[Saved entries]
PR #3890, opened 2026-04-21
add dynamic tick interval support

GenerelSchwerz:
Currently, the default execution of ticks is 50ms. This is representative of normal minecraft behavior. However, being able to change that tickrate is helpful for debugging various applications, as we can see the bot's movement in-game, step by step. Further decreasing the time between tick executions also opens the door for machine learning code using an actual nmp client as an agent.

### DIFF
--- a/lib/plugins/physics.js
+++ b/lib/plugins/physics.js
@@ -11,8 +11,8 @@ module.exports = inject
 
 const PI = Math.PI
 const PI_2 = Math.PI * 2
-const PHYSICS_INTERVAL_MS = 50
-const PHYSICS_TIMESTEP = PHYSICS_INTERVAL_MS / 1000 // 0.05
+const DEFAULT_PHYSICS_INTERVAL_MS = 50
+const DEFAULT_PHYSICS_TIMESTEP = DEFAULT_PHYSICS_INTERVAL_MS / 1000 // 0.05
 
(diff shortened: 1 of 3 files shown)


lib/plugins/physics.js
```diff
@@ -202,6 +210,22 @@ function inject (bot, { physicsEnabled, maxCatchupTicks }) {
...
+      if (!Number.isFinite(value) || value <= 0) {
+        throw new RangeError('physics.physicsIntervalMs must be a finite number greater than 0')
+      }
+      physicsIntervalMs = value
+      physicsTimestep = value / 1000
+      restartPhysicsTimer()
+      return value
+    }
+  })
+
```
extremeheat, line 228: Why is this not a function? Setting props for side effects is not good idiomatic API

extremeheat (changes requested):

lib/plugins/physics.js
GenerelSchwerz: Yeah I'll change it tomorrow.

GenerelSchwerz: Oh actually, it's to maintain the same interface that various other settings have/had. Seemed right at the time, can change it if you want.

GenerelSchwerz: fix has been applied.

Task directions: Scan the records for the word "value" and copy every line where it is found.

Output for this task:
+      if (!Number.isFinite(value) || value <= 0) {
+      physicsIntervalMs = value
+      physicsTimestep = value / 1000
+      return value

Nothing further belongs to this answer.